Once the viruses do become active, they appear to influence things like the accumulation of the plaques and tangles in the brain associated with Alzheimer's. "They are sort of throwing a wrench in the works," he says.
 SHOTS - HEALTH NEWS Brain's Link To Immune System Might Help Explain Alzheimer's
The herpes viruses also seem to trigger an immune response in certain brain cells, Hodes says. These cells are part of an ancient immune system that has previously been implicated in Alzheimer's.
Most previous efforts to prevent or treat Alzheimer's have involved trying to reduce the plaques and tangles associated with the disease. Those efforts have failed to improve brain function even when they accomplished their immediate goal.
Those "distressing and disappointing failures" suggest it's time for some new approaches, Hodes says. And the new study suggests at least two.
One is to give antiviral drugs to people with high levels of herpes virus in their brains. The Institute on Aging is already funding a study to test this approach in people in the early stages of Alzheimer's, Hodes says.

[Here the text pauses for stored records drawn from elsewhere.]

PR #536, opened 2022-01-24
Add address error location to GUI

### LINKED ISSUE #527: Bech32 typo detection
It would be nice to have bech32 typo detection in the GUI.

sipa wrote a demo for this years ago:

Schermafbeelding 2019-09-01 om 11 44 44

http://bitcoin.sipa.be/bech32/demo/demo.html

Moved from https://github.com/bitcoin/bitcoin/issues/16779

meshcollider:
Closes #527. May supersede #533, depending on whether people feel the error reason is better displayed immediately or in this validation dialog.

This is an alternative to #537: I believe we should only show the user potential errors if they ask for it, as the errors are not guaranteed to be correct and enabling/encouraging the user to bruteforce the errors may lead to loss of funds.

Adds a context menu item "Attempt error location" to the address inputs:
image

Which, when clicked, opens a dialog with the error message and highlighted detected errors in red:
image

### DIFF
--- a/src/qt/qvalidatedlineedit.cpp
+++ b/src/qt/qvalidatedlineedit.cpp
@@ -7,10 +7,15 @@
 #include <qt/bitcoinaddressvalidator.h>
 #include <qt/guiconstants.h>
 
+#include <QContextMenuEvent>
+#include <QMenu>
+#include <QMessageBox>
+
 QValidatedLineEdit::QValidatedLineEdit(QWidget *parent) :
     QLineEdit(parent),
     valid(true),
-    checkValidator(nullptr)
+    checkValidator(nullptr),
+    errorLocator(nullptr)
 {
     connect(this, &QValidatedLineEdit::textChanged, this, &QValidatedLineEdit::markValid);
 }
@@ -108,6 +113,11 @@ void QValidatedLineEdit::setCheckValidator(const QValidator *v)
     checkValidator = v;
 }
 
+void QValidatedLineEdit::setErrorLocator(const ErrorLocator *e)
+{
+    errorLocator = e;
+}
+
 bool QValidatedLineEdit::isValid()
 {
     // use checkValidator in case the QValidatedLineEdit is disabled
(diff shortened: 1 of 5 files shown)


src/qt/qvalidatedlineedit.cpp
```diff
@@ -121,3 +131,45 @@ bool QValidatedLineEdit::isValid()
...
+    if (error_message.empty()) {
+        QMessageBox::information(this, "Error locator", "No errors detected.", QMessageBox::Ok);
+    } else {
+        QString error_text = "Error: " + QString::fromStdString(error_message) + "<br />";
+        error_text += "<pre>";
+        if (!error_locations.empty()) {
+            int prev_loc = 0;
+            for (int loc : error_locations) {
+                error_text += input.mid(prev_loc, loc - prev_loc);
+                error_text +=  "<FONT COLOR='#ff0000'>" + input[loc] + "</FONT>";
```
katesalazar, line 154: [is something like this possible here?](https://github.com/bitcoin/bitcoin/blob/e3de7cb9039770e0fd5b8bb8a5cba35c87ae8f00/src/qt/rpcconsole.cpp#L877-L883)

meshcollider: Sure, done

luke-jr:
Approach NACK. User shouldn't need to actively interact like this.

See https://github.com/bitcoin/bitcoin/compare/22.x...luke-jr:gui_bech32_errpos-22+knots for a better approach (I'll rebase it soon)

meshcollider:
I don't think it's as safe to point out potential errors (which may be incorrect) unless the user asks for it.

src/qt/qvalidatedlineedit.cpp
katesalazar: I mean calling red what is red

Sjors:
This seems overly cautious, and I tend to prefer #537.

First of all I suspect most users in most cases will copy-paste addresses, so error correction is only needed in a minority of cases. Bech32 allows [up to 4 typos](https://github.com/bitcoin/bips/blob/master/bip-0173.mediawiki#checksum-design) without ambiguity.

Perhaps we could hide the positions behind a menu like this if there are more than 5 typos.

meshcollider:
> Bech32 allows up to 4 typos without ambiguity.

Only in detection, not in correction. We can only accurately correct two errors, and if more than that are made, the results could be incorrect. This is also only substitution errors - deletion and insertion errors are not handled well.

> Perhaps we could hide the positions behind a menu like this if there are more than 5 typos.

There is no way for the code to know how many errors are made. Anything could happen if more than that are made, including that you chance upon another valid address by accident.

luke-jr:
>There is no way for the code to know how many errors are made. Anything could happen if more than that are made, including that you chance upon another valid address by accident.

Which is why expecting error detection to be perfect is unreasonable, and efforts to hide it behind a menu just a nuisance. ;)

Sjors:
> Only in detection, not in correction. 

Right, but we're not doing correction. That feature might indeed be better for a dropdown menu with a warning when there's more than 2 characters.

> This is also only substitution errors - deletion and insertion errors are not handled well.

For now those impact the length, in which case we mark the whole thing invalid. (though that leaves swapping characters)

> There is no way for the code to know how many errors are made. Anything could happen if more than that are made, including that you chance upon another valid address by accident.

So this is a scenario where the user makes so many typos that they are, in error correcting space, closer to a different address? In that case the user would see a number of characters marked as incorrect, but those would actually not be incorrect. Without autocorrect, a user would then take another look at their piece of paper to see if they misread those characters. That would be confusing.

It could also be dangerous if, rather than looking at the paper, they start randomly permutating the wrong character (assuming it's only 1, maybe 2 if they're really patient).

What are the odds the above scenario. @sipa?

meshcollider:
@Sjors sorry, this I worded things a bit confusingly.

> Right, but we're not doing correction.

We actually are. The error location code is actually computing the specific errors themselves, and would be able to correct them. We deliberately don't show those corrections to the user, just which characters (we think) are wrong. This can only be done with up to 2 characters.

Detection is just "is this whole string valid or not." That's what already exists in master right now (whether the checksum verifies or not). It cannot say anything about the specific location of those errors.

Sjors:
In that case, maybe we should do two things when error positions are found:
1. Highlight them, but not in red
2. Put a warning below the input: "Please check these characters. If they are correct, re-type the whole address. Do not attempt to guess."

achow101:
Concept ACK, although having to get the info by opening a menu item is rather clunky. What about putting the error information in the tooltip?

Also, I think there needs to be a warning that the found errors are not necessarily correct.

Rspigler:
> It could also be dangerous if, rather than looking at the paper, they start randomly permutating the wrong character (assuming it's only 1, maybe 2

I don't see what reasonable person would do this, rather than checking the address they are supposed to be copying. But I agree that something like @Sjors suggestion (https://github.com/bitcoin-core/gui/pull/536#issuecomment-1022137943) would be a good fix

jb55:
>  Although having to get the info by opening a menu item is rather clunky

Agreed that the context menu is clunky and very unintuitive. Perhaps there could be a warning icon that appears next to the input box that you can click to open the dialog. I do like the dialog because it would allow us to put in @Sjors full warning message next to the marked error locations:

> "Please check these characters. If they are correct, re-type the whole address. Do not attempt to guess. The marked characters are our best guess, but it's possible the mistake is somewhere else. Randomly trying different characters may lead to a loss of funds. Please carefully check the original address, e.g. the paper note."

Another approach is to prevent the brain's immune cells from reacting to the virus in ways that accelerate Alzheimer's, Hodes says. That's tricky, he says, because simply disabling the brain's immune cells could be harmful.
Even so, Hodes is optimistic.
"The more we learn about the disease process and the more targets we can address," he says, "the greater the probability we are going to slow or prevent the progression of Alzheimer's disease."